A cloud is touching the tip of the mountain up ahead and, even though it’s the end of May, pockets of snow still dot the horizon. The rain, which is falling steadily, runs off Simone Kenyon’s jacket sleeve, landing in fat drops on the pages of the book she’s holding. And yet we sit, three of us, our bottoms sinking into the sodden heather, listening intently to the words she is speaking. Written by the poet and novelist Nan Shepherd, the lines were inspired by the sweeping mountains that surround us, the Cairngorms. Soon I am as lost in the words as I am in the setting.

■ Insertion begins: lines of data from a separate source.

PR #12783, opened 2026-02-07
fix(multi-user): sync frontend images on namespace deployments

jsonmp-k8:
## Summary
- Add `kubeflow-pipelines/image-spec-hash` annotation to pod templates in `sync.py` profile controller files
- When frontend or visualization server image/tag changes, the hash annotation changes, causing metacontroller to patch the Deployment and Kubernetes to trigger a rolling update
- Previously, namespace deployments had to be manually deleted and recreated to pick up image changes, as metacontroller's `InPlace` update strategy did not reliably detect container image changes

## Test plan
- [ ] Deploy updated profile controller with a known frontend image tag
- [ ] Change the `FRONTEND_TAG` (or `KFP_VERSION`) environment variable on the controller
- [ ] Verify that namespace `ml-pipeline-ui-artifact` deployments are automatically updated with the new image without manual deletion
- [ ] Verify that `ml-pipeline-visualizationserver` deployments (minio variant) are also updated

Signed-off-by: Jaison Paul <paul.jaison@gmail.com>

### DIFF
--- a/backend/src/v2/cmd/driver/main.go
+++ b/backend/src/v2/cmd/driver/main.go
@@ -29,6 +29,7 @@ import (
 	"os"
 	"path/filepath"
 	"strconv"
+	"strings"
 
 	"github.com/golang/glog"
 	"github.com/kubeflow/pipelines/api/v2alpha1/go/pipelinespec"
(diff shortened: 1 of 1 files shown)


jeffspahr:
Opus 4.6 assisted review:

  Looks Good

  - Correct pattern: Hashing the image spec into a pod annotation is the standard way to force rolling updates when non-spec fields change. This is the same
  approach used by helm with checksum/config annotations.
  - Clean refactor of the istio annotation: The old disable_istio_sidecar and {...} or {} pattern is a Python anti-pattern (it can silently produce wrong results
   if the truthy dict value is empty). The new {**({...} if condition else {})} is more explicit and correct.
  - Consistent across all pod templates: All three annotation blocks (1 in base sync.py, 2 in minio sync.py) are updated.
  - Minimal blast radius: Only the annotation changes, no other structural modifications.
  - No test infrastructure exists for these sync.py files, so the lack of tests is consistent with the project's existing pattern.

  ---
  Summary

  This is a small, well-scoped fix. The approach is sound, the implementation is consistent, and the code is actually slightly improved by the istio annotation
  refactor. No blockers — looks good to merge after fixing the "three files" mention in the description.

droctothorpe:
/approve
/lgtm

Thanks for the contribution, @jsonmp-k8 ! 🔥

These are the rehearsals for Into the Mountain, a nature-immersed arts event taking place around this part of the Scottish Highlands this week. Produced by the Scottish Sculpture Workshop, it isn’t easy to define. Journey or performance? Guided walk or adventure into the unknown? What we can say for sure is that, across four days, audiences will first pull on all-weather walking gear (as Robert Macfarlane has said, this area of Britain is its Arctic Circle), and then follow one of three routes. The hardest takes six hours, reaching (but not conquering, of which more later) the colossal 1,118-metre peak of Sgòr Gaoith.